■ Exercise goal
Read the lines below. Copy out any that hold the string "each".

[Items from a dataset]
● ● ● ●

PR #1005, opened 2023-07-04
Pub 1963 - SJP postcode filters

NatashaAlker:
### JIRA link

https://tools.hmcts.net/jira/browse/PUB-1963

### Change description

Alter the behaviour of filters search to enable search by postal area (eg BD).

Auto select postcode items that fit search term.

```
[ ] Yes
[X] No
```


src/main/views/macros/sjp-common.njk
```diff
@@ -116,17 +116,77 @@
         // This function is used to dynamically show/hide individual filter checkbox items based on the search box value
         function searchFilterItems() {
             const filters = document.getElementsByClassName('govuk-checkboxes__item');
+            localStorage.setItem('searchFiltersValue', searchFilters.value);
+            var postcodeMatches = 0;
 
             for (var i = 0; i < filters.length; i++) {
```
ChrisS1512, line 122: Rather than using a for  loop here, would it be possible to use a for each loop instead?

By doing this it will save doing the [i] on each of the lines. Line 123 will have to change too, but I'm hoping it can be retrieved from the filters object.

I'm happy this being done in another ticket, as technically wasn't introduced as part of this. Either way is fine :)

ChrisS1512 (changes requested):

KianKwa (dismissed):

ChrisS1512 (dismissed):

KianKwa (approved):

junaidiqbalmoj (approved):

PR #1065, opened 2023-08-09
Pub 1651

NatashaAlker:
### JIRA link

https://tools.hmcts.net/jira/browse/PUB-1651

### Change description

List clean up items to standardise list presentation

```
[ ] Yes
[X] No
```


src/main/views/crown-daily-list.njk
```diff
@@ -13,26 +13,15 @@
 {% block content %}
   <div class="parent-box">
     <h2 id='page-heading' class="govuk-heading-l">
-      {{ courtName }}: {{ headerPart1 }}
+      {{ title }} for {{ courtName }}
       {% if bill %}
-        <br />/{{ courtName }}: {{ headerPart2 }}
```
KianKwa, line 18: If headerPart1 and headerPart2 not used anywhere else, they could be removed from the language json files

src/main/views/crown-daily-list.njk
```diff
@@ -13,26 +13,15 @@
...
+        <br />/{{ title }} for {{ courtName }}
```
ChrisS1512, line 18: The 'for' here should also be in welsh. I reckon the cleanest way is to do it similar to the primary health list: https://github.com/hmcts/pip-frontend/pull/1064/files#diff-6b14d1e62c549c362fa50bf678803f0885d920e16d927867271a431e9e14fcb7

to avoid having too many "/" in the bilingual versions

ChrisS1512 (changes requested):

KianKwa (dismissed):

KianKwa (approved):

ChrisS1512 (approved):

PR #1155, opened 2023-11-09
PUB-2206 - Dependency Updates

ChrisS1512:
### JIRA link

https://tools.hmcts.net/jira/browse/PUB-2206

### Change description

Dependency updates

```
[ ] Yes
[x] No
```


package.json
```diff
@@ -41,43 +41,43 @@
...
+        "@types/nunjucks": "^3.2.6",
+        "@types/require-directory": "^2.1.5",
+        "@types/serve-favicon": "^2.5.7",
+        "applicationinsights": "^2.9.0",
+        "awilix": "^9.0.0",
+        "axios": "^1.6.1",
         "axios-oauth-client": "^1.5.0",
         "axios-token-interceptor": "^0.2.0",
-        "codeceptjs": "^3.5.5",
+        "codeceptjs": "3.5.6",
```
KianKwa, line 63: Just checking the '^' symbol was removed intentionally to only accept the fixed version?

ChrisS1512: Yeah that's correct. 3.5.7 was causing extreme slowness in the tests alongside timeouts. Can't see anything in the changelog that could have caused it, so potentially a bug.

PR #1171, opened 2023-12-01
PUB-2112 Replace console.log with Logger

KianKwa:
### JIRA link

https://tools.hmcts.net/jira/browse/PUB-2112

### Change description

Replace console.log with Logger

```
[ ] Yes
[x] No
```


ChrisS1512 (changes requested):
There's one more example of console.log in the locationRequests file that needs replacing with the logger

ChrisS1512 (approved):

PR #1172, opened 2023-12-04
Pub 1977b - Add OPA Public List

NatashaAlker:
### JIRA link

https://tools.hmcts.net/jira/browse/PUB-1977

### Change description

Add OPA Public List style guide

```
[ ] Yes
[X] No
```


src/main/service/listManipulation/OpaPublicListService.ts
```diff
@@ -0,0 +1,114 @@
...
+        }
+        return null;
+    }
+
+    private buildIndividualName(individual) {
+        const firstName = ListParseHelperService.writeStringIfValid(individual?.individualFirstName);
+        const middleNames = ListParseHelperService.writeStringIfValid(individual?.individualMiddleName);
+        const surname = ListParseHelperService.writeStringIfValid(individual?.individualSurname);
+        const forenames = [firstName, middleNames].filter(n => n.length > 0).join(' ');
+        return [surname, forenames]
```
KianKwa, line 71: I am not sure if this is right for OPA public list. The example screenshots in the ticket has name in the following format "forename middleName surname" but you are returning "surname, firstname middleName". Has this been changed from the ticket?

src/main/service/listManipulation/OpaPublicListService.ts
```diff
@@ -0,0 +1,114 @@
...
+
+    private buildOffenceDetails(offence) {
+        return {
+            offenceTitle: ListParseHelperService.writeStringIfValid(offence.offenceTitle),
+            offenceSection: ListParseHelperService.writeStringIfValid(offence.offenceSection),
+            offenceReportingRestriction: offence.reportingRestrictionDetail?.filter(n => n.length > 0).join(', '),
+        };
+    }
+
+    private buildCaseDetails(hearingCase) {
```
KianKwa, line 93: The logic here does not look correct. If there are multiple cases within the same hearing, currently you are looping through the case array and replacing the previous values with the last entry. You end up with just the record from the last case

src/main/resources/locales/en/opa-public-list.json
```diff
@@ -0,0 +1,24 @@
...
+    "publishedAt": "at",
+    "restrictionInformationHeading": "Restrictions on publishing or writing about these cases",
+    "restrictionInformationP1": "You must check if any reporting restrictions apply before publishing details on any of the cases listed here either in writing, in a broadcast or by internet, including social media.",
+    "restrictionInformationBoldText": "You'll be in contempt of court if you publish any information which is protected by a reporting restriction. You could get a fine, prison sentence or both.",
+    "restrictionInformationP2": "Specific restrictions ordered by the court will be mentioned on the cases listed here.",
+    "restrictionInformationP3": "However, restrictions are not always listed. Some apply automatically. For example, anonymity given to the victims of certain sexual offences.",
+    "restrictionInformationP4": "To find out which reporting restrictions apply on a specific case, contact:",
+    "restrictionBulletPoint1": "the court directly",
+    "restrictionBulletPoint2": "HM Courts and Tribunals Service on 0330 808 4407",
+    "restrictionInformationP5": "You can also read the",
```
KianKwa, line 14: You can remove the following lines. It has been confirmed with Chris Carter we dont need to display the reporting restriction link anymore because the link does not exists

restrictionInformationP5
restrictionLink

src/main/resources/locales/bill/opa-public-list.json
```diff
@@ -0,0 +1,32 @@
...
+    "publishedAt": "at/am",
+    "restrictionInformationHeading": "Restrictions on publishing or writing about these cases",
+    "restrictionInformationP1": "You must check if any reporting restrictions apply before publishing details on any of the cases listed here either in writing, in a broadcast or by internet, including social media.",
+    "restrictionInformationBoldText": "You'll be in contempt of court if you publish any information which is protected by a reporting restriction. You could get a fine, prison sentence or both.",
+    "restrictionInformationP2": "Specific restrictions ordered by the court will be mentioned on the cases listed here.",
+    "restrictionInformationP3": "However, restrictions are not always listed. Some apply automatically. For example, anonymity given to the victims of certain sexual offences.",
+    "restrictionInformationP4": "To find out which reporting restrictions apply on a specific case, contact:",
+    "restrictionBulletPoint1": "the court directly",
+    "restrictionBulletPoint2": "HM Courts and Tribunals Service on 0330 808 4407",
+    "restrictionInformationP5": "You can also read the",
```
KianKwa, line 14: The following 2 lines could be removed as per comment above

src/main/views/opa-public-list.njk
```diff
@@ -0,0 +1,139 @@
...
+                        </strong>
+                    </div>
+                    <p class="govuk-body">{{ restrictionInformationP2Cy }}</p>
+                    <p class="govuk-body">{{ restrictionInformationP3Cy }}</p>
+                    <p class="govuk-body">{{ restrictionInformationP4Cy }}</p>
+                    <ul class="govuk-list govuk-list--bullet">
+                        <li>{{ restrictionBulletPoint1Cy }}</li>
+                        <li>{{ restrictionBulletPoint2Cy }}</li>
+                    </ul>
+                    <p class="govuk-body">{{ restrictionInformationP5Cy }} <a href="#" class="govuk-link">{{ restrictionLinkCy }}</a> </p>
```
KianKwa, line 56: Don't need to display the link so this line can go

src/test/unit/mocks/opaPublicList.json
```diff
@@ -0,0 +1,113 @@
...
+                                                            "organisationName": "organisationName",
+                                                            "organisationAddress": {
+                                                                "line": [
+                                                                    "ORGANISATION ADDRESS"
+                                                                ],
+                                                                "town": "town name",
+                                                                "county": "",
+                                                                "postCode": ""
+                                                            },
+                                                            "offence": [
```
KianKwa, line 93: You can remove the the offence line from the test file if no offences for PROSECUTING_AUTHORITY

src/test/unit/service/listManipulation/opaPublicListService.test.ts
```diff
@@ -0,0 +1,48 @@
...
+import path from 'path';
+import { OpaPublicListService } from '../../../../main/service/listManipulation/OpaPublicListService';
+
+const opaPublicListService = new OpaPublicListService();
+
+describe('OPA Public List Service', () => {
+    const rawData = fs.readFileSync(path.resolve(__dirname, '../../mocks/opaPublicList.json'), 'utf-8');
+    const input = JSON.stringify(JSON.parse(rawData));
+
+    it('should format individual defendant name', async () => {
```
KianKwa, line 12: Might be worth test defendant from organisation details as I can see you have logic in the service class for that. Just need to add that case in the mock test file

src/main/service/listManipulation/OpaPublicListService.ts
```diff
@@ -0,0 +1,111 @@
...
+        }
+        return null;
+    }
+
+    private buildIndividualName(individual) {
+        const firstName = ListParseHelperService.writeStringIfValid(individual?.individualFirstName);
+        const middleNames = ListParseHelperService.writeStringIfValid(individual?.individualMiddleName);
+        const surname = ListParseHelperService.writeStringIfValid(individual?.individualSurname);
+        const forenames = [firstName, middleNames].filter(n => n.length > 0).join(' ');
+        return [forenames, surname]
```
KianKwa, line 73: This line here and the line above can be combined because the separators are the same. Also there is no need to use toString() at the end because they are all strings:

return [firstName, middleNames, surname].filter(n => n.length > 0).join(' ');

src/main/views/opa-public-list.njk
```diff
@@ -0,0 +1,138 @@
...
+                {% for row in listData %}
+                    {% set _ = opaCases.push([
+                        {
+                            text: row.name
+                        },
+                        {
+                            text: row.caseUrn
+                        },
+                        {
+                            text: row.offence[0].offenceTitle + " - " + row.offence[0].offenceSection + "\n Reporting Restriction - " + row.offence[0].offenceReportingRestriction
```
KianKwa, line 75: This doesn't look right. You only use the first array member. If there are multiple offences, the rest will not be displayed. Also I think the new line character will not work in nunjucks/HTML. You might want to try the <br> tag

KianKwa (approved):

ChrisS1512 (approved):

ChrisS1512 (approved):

● ● ● ●

■ Solution
ChrisS1512, line 122: Rather than using a for  loop here, would it be possible to use a for each loop instead?
By doing this it will save doing the [i] on each of the lines. Line 123 will have to change too, but I'm hoping it can be retrieved from the filters object.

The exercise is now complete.